At the end of the war, Santos Dumont Airport was unable to handle the increased tonnage of aircraft flying on international routes and number of passengers. For this reason, international flights were gradually moved to the site of the Air Force Base. The services were however precarious and a decision was made to build a brand new passenger terminal, opposite to the Air Force Base, across the runway.

On 1 February 1952, the new passenger terminal was opened and remained in use with enlargements until 1977. This terminal is used presently by passenger flights operated by the Brazilian Air Force. The cargo terminal is also located in the area and all-cargo aircraft usually park at its adjoining apron. The whole complex is now informally known as the "old Galeão".
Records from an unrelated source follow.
PR #3350, opened 2025-04-13
[apiserver][feat] Add read and write timeouts to HTTP server

### LINKED ISSUE #3306: [Feature] Configure operations timeout for HTTP server

owenowenisme:
## Related issue number
Closes #3306 

## Checks

- Testing Strategy
  - [ ] Unit tests
  - [ ] Manual tests

### DIFF
--- a/ray-operator/config/manager/manager.yaml
+++ b/ray-operator/config/manager/manager.yaml
@@ -22,6 +22,8 @@ spec:
     spec:
       securityContext:
         runAsNonRoot: true
+        seccompProfile:
+          type: RuntimeDefault
       serviceAccountName: kuberay-operator
       containers:
       - command:
@@ -37,6 +39,8 @@ spec:
           protocol: TCP
         name: kuberay-operator
         securityContext:
+          seccompProfile:
+            type: RuntimeDefault
           allowPrivilegeEscalation: false
         livenessProbe:
           httpGet:


owenowenisme:
@dentiny PTAL
Also, I don't know is 5 seconds for read & write is suitable for us, please let me know if the timeout need to be changed.

owenowenisme:
https://github.com/ray-project/kuberay/blob/8944703c0dbe02d37732fb03636f330e28151011/apiserver/cmd/main.go#L148-L159
haha Just saw you added the timeout
I'll just close this pr then.

dentiny:
Hi @owenowenisme , my PR change is only made to make linter happy thus no-op change, while you're adding timeout and delivering true value. :)

apiserver/cmd/main.go
```diff
@@ -144,7 +145,14 @@ func startHttpProxy() {
 	topMux.HandleFunc("/healthz", serveHealth)
 	serveSwaggerUI(topMux)
 
-	if err := http.ListenAndServe(*httpPortFlag, topMux); err != nil {
+	server := &http.Server{
+		Addr:         *httpPortFlag,
+		Handler:      topMux,
+		ReadTimeout:  5 * time.Second,
```
dentiny, line 151: I don't have an ideal recommendation here, usually there're two approaches to set timeout:
1. Set timeout to a large value so it behaves the same as no timeout for most cases, but does help cut down tail latency and trigger retry (i.e. half a minute);
2. (more scientific) have apiserver and kuberay operator deployed, to check what's the rough duration for operations.

dentiny: CC @kevin85421 / @MortalHappiness / @rueian might have much more production experience with kuberay.

rueian: We can parse the value from an env variable. And the default 0 is fine, I believe.

kevin85421: > And the default 0 is fine,

@rueian, would you mind explaining why defaulting to 0 is acceptable? To make sure we are on the same page, 

https://pkg.go.dev/net/http#Server

> 	// ReadTimeout is the maximum duration for reading the entire
	// request, including the body. A zero or negative value means
	// there will be no timeout.

I would prefer to default to a positive timeout to prevent the server from being blocked by a single request for an extended period. In addition, I prefer not to expose the environment variable until we determine that it is necessary.

@dentiny or @owenowenisme, would you mind helping me understand the meaning of `ReadTimeout` and `WriteTimeout` here? I have read https://pkg.go.dev/net/http#Server, but I'd like to know what 'request' and 'response' refer to in the context of the KubeRay API server.

kevin85421:
Btw, @owenowenisme would you mind fixing the conflict?

apiserver/cmd/main.go
rueian: I believe that it is the user's responsibility to decide the value they want, so I think it is fine for us to leave it as default.

kevin85421: OK, I got your point, but it's better to have a default value that doesn't surprise users (i.e., block forever on a single request in some corner cases).

dentiny: > I would prefer to default to a positive timeout to prevent the server from being blocked by a single request for an extended period.

I actually think 0 is ok for now, because it's current behavior (no timeout); I would like to reduce risk.

If we want to set timeout in prod code, I would prefer:
- Set a long enough timeout, as I mentioned [here](https://github.com/ray-project/kuberay/pull/3350#discussion_r2041069797)
- Use flag instead of env to allow user configuration, because env (if used improperly) is shared among all sessions, and prune to security issue.

dentiny: > would you mind helping me understand the meaning of ReadTimeout and WriteTimeout

We have a client and a server, with the client sending request to server.

Large requests are split into chunks to send over, if the server doesn't receive all chunks (aka, the whole request) within `read_req_timeout` duration, the server will cut down the connection and declare failure.

Similar to write behavior; the server writes the request to client; due to flow control / congestion control, the server might not be able to send response quickly enough to client side, and it will declare failure if the whole process takes longer than `write_req_timeout`.

dentiny: The general idea is, we should **always** apply a limit on resource and operation; otherwise server could get overloaded by slow / malicious clients.

kevin85421: > I actually think 0 is ok for now, because it's current behavior (no timeout); I would like to reduce risk.

For me, getting stuck on a single request is much more expensive than having a request fail. KubeRay has had related issues reported by users regarding the requests between the KubeRay operator and the Ray dashboard. Hence, I still prefer to set a default timeout.

> Set a long enough timeout, as I mentioned https://github.com/ray-project/kuberay/pull/3350#discussion_r2041069797

SG.

> Use flag instead of env to allow user configuration, because env (if used improperly) is shared among all sessions, and prune to security issue.

We can expose this configuration only if some users request it.

kevin85421: For the default value, could @owenowenisme investigate the size of requests/responses in different situations so that we can set a reasonable timeout?

owenowenisme: Sure, I'll work on that.

MortalHappiness: I also think we should provide a default timeout, but also give users an option to configure it.

Issue #3109, opened 2025-02-26
[CI] Upload logs as artifacts to BuildKite


MortalHappiness:
Previously, tests were run in GitHub Actions, and we uploaded logs as artifacts. Now that we've moved tests to BuildKite, the CI team has recently added support for uploading artifacts in BuildKite. Therefore, we need to upload artifacts there as well. (Prefer a zip file containing all the logs)

### Details:
- Artifacts should only be uploaded when tests fail.
- The logs folder is located at `${{ env.KUBERAY_TEST_OUTPUT_DIR }}/**/*.log`.  
  - Reference (The config before migrating to BuildKite): https://github.com/ray-project/kuberay/blob/4bd2dab9b07a5f6987e7406633478cc72588ca96/.github/workflows/e2e-tests-reusable-workflow.yaml#L100-L107
- To upload artifacts, write them to the `/artifact-mount` folder. All files in that folder will be automatically uploaded as artifacts.  
  - Reference (Example of uploading artifacts): https://github.com/ray-project/kuberay/pull/3107/files
  - https://buildkite.com/ray-project/ray-ecosystem-ci-kuberay-ci/builds/7146#01953fb2-eb32-450d-ab50-f98ee2f9b4d4
  ![Image](https://github.com/user-attachments/assets/e1579619-0a87-4010-8518-0de6f8168e1a)

400Ping:
May I try this?

win5923:
Hi @MortalHappiness, May I take this?

MortalHappiness:
Reassigned to @win5923 because this issue has had no progress for more than a month.

PR #3351, opened 2025-04-13
[CI] Add apiserver e2e test to buildkite

### LINKED ISSUE #3307: [Feature] Add apiserver e2e test into CI pipeline
### Search before asking

### Description

https://github.com/ray-project/kuberay/blob/master/.buildkite/test-e2e.yml

As of now, apiserver e2e test is not included in CI, which we should have it enabled before officially release.

### Use case

_No response_

### Related issues

_No response_

win5923:
#3307

Skip the `TestCreateClusterAutoscaler` test because it is a bit flaky.

- https://buildkite.com/ray-project/ray-ecosystem-ci-kuberay-ci/builds/7978#019633d0-5933-4742-a2ff-ded32468b963/913-1065
- https://buildkite.com/ray-project/ray-ecosystem-ci-kuberay-ci/builds/7981#0196348e-955f-460f-8c90-a362e1a9e2b2/407-559

Local Test:
```
$ go test ./test/e2e/... -timeout 60m -race -count=10 -parallel=4 -run '^TestCreateClusterAutoscaler$'
--- FAIL: TestCreateClusterAutoscaler (107.77s)
    cluster_server_autoscaler_e2e_test.go:130: 
                Error Trace:    /home/ubuntu/kuberay/apiserver/test/e2e/cluster_server_autoscaler_e2e_test.go:130
                Error:          Not equal: 
                                expected: 1
                                actual  : 0
                Test:           TestCreateClusterAutoscaler
FAIL
FAIL    github.com/ray-project/kuberay/apiserver/test/e2e       1382.015s
FAIL
```

Buildkite result:
https://buildkite.com/ray-project/ray-ecosystem-ci-kuberay-ci/builds/8006#01963783-580a-48ed-97d0-3ddddecb433e

image

## Related issue number

Closes #3307

## Checks

- Testing Strategy
  - [ ] Unit tests
  - [ ] Manual tests

### DIFF
--- a/.buildkite/test-e2e.yml
+++ b/.buildkite/test-e2e.yml
@@ -87,5 +87,5 @@
     # Run e2e tests and print KubeRay api server logs if tests fail
     - echo "--- START:Running e2e apiserver (nightly operator) tests"
     - set -o pipefail
-    - E2E_API_SERVER_URL="http://docker:31888" go test -parallel 4 -timeout 60m -v ./test/e2e/... 2>&1 | awk -f ../.buildkite/format.awk || (kubectl logs --tail -1 -l app.kubernetes.io/component=kuberay-apiserver --namespace ray-system && exit 1)
+    - E2E_API_SERVER_URL="http://docker:31888" go test -parallel 4 -timeout 60m -v ./test/e2e/... 2>&1 | awk -f ../.buildkite/format.awk || (kubectl logs -l app.kubernetes.io/component=kuberay-apiserver --namespace ray-system > /artifact-mount/kuberay-apiserver-logs.txt && exit 1)
     - echo "--- END:Apiserver e2e (nightly operator) tests finished"
--- a/.buildkite/test-e2e.yml
+++ b/.buildkite/test-e2e.yml
@@ -68,3 +68,25 @@
     - echo "--- START:Running e2e Operator upgrade (v1.2.2 to v1.3.0 operator) tests"
     - KUBERAY_TEST_TIMEOUT_SHORT=1m KUBERAY_TEST_TIMEOUT_MEDIUM=5m KUBERAY_TEST_TIMEOUT_LONG=10m KUBERAY_TEST_UPGRADE_IMAGE=v1.3.0 go test -timeout 30m -v ./test/e2eupgrade | awk -f ../.buildkite/format.awk || (kubectl logs --tail -1 -l app.kubernetes.io/name=kuberay && exit 1)
     - echo "--- END:e2e Operator upgrade (v1.2.2 to v1.3.0 operator) tests finished"
+
+- label: 'Test Apiserver E2E (nightly operator)'
+  instance_size: large
+  image: golang:1.23
+  commands:
+    - source .buildkite/setup-env.sh
+    - kind create cluster --wait 900s --config ./ci/kind-config-buildkite-e2e-apiserver.yml
+    - kubectl config set clusters.kind-kind.server https://docker:6443
+    # Build nightly KubeRay operator image
+    - pushd ray-operator
+    - bash ../.buildkite/build-start-operator.sh
+    - kubectl wait --timeout=90s --for=condition=Available=true deployment kuberay-operator
+    # Build and start apiserver
+    - pushd ../apiserver
+    - KIND_CLUSTER_NAME=kind KIND=kind make install
+    - kubectl wait --namespace ray-system --for=condition=Available --timeout=90s deployment/kuberay-apiserver -n ray-system
+    # Run e2e tests and print KubeRay api server logs if tests fail
+    - echo "--- START:Running e2e apiserver (nightly operator) tests"
+    - if [ -n "${KUBERAY_TEST_RAY_IMAGE}"]; then echo "Using Ray Image ${KUBERAY_TEST_RAY_IMAGE}"; fi
+    - set -o pipefail
+    - E2E_API_SERVER_URL="http://docker:31888" go test -parallel 4 -timeout 60m -v ./test/e2e/... 2>&1 | awk -f ../.buildkite/format.awk || (kubectl logs --tail -1 -l app.kubernetes.io/component=kuberay-apiserver --namespace ray-system && exit 1)
+    - echo "--- END:Apiserver e2e (nightly operator) tests finished"
--- a/.buildkite/test-e2e.yml
+++ b/.buildkite/test-e2e.yml
@@ -86,7 +86,6 @@
     - kubectl wait --namespace ray-system --for=condition=Available --timeout=90s deployment/kuberay-apiserver -n ray-system
     # Run e2e tests and print KubeRay api server logs if tests fail
     - echo "--- START:Running e2e apiserver (nightly operator) tests"
-    - if [ -n "${KUBERAY_TEST_RAY_IMAGE}"]; then echo "Using Ray Image ${KUBERAY_TEST_RAY_IMAGE}"; fi
     - set -o pipefail
     - E2E_API_SERVER_URL="http://docker:31888" go test -parallel 4 -timeout 60m -v ./test/e2e/... 2>&1 | awk -f ../.buildkite/format.awk || (kubectl logs --tail -1 -l app.kubernetes.io/component=kuberay-apiserver --namespace ray-system && exit 1)
     - echo "--- END:Apiserver e2e (nightly operator) tests finished"
--- a/apiserver/test/e2e/cluster_server_autoscaler_e2e_test.go
+++ b/apiserver/test/e2e/cluster_server_autoscaler_e2e_test.go
@@ -14,6 +14,7 @@ import (
 // TestCreateClusterAutoscalerEndpoint sequentially iterates over the create cluster endpoint
 // with valid and invalid requests
 func TestCreateClusterAutoscaler(t *testing.T) {
+	t.Skip("Skip this test as it is failing on CI")
 	tCtx, err := NewEnd2EndTestingContext(t)
 	require.NoError(t, err, "No error expected when creating testing context")
 
--- a/ci/kind-config-buildkite-e2e-apiserver.yml
+++ b/ci/kind-config-buildkite-e2e-apiserver.yml
@@ -1,0 +1,26 @@
+kind: Cluster
+apiVersion: kind.x-k8s.io/v1alpha4
+networking:
+  apiServerAddress: "0.0.0.0"
+  # Ensure stable port so we can rewrite the server address later
+  apiServerPort: 6443
+
+# Adding this so containers from the same docker network can access it
+# https://blog.scottlowe.org/2019/07/30/adding-a-name-to-kubernetes-api-server-certificate/
+nodes:
+- role: control-plane
+  kubeadmConfigPatches:
+  - |
+    kind: ClusterConfiguration
+    apiServer:
+      certSANs:
+        - "docker"
+  extraPortMappings:
+  - containerPort: 31888
+    hostPort: 31888
+    listenAddress: "0.0.0.0"
+  - containerPort: 31887
+    hostPort: 31887
+    listenAddress: "0.0.0.0"
+- role: worker
+- role: worker


dentiny:
Hi @win5923 , thanks for your contribution! Just one notice, if you find any flaky / failed e2e test, you could simply ignore them for this PR, and file new issues for each of them.

.buildkite/test-e2e.yml
```diff
@@ -68,3 +68,26 @@
...
+    # Build and start apiserver
+    - pushd ../apiserver
+    - KIND_CLUSTER_NAME=kind KIND=kind make install
+    - make run &
+    - kubectl wait --namespace ray-system --for=condition=Available --timeout=90s deployment/kuberay-apiserver -n ray-system
+    # Run e2e tests and print KubeRay api server logs if tests fail
+    - echo "--- START:Running e2e apiserver (nightly operator) tests"
+    - if [ -n "${KUBERAY_TEST_RAY_IMAGE}"]; then echo "Using Ray Image ${KUBERAY_TEST_RAY_IMAGE}"; fi
+    - set -o pipefail
+    - E2E_API_SERVER_URL="http://docker:31888" go test -parallel 4 -timeout 60m -v ./test/e2e/... 2>&1 | awk -f ../.buildkite/format.awk || (kubectl logs --tail -1 -l app.kubernetes.io/component=kuberay-apiserver --namespace ray-system && exit 1)
```
win5923, line 92: `http://localhost:31888` won't work because we're running Docker-in-Docker (DinD)

win5923, line 92: `http://localhost:31888` won't work because we're running Docker-in-Docker (DinD)

ci/kind-config-buildkite-e2e-apiserver.yml
```diff
@@ -0,0 +1,32 @@
+kind: Cluster
```
win5923, line 1: The configuration is copied from https://github.com/ray-project/kuberay/blob/master/ci/kind-config-buildkite.yml and https://github.com/ray-project/kuberay/blob/master/apiserver/hack/kind-cluster-config.yaml

win5923:
@dentiny PTAL, thanks.

.buildkite/test-e2e.yml
```diff
@@ -68,3 +68,25 @@
...
+    - kubectl wait --timeout=90s --for=condition=Available=true deployment kuberay-operator
+    # Build and start apiserver
+    - pushd ../apiserver
+    - KIND_CLUSTER_NAME=kind KIND=kind make install
+    - kubectl wait --namespace ray-system --for=condition=Available --timeout=90s deployment/kuberay-apiserver -n ray-system
+    # Run e2e tests and print KubeRay api server logs if tests fail
+    - echo "--- START:Running e2e apiserver (nightly operator) tests"
+    - if [ -n "${KUBERAY_TEST_RAY_IMAGE}"]; then echo "Using Ray Image ${KUBERAY_TEST_RAY_IMAGE}"; fi
+    - set -o pipefail
+    - E2E_API_SERVER_URL="http://docker:31888" go test -parallel 4 -timeout 60m -v ./test/e2e/... 2>&1 | awk -f ../.buildkite/format.awk || (kubectl logs --tail -1 -l app.kubernetes.io/component=kuberay-apiserver --namespace ray-system && exit 1)
```
dentiny, line 91: Should we disable the known failing test as of now, and leave a TODO linked with github issue?

dentiny (approved):
Looks perfect to me!

ci/kind-config-buildkite-e2e-apiserver.yml
kevin85421: why not use the same one https://github.com/ray-project/kuberay/blob/master/ci/kind-config-buildkite.yml?

apiserver/test/e2e/cluster_server_autoscaler_e2e_test.go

In the beginning of the 1970s, the airport was Brazil's major international and domestic air-hub. Between 1973 and 1987 the airport was managed by ARSA, until ARSA was incorporated by Infraero on 27 February 1987, an agency then recently created by the Brazilian government. Infraero was the administrator until 2013.

As proof of the airport's prestige, the Concorde made its maiden scheduled flight with Air France on 21 January 1976, flying from Paris–Charles de Gaulle to Galeão via Dakar. Those twice-weekly flights were discontinued in 1982. Furthermore, the 007 – James Bond production Moonraker (1979) shows the Concorde touching down at Galeão.

On 6 June 1967, in response to the growth of air traffic in Brazil, the Brazilian government initiated studies concerning the renovation of airport infrastructure in the country. As part of the conclusions of these studies, because of their location, strategic importance, and security issues, new passenger facilities would be constructed in the Galeão Air Force Base in Rio de Janeiro and the São Paulo Air Force Base in São Paulo.

On 20 January 1977, when the airport was receiving most of Brazil's major international flights, this new terminal was opened and all scheduled passenger flights were transferred to the new building. This building is known today as Passenger Terminal 1. One of the features dating from this time is the sultry PA system announcements made by Iris Lettieri, which were featured on National Public Radio.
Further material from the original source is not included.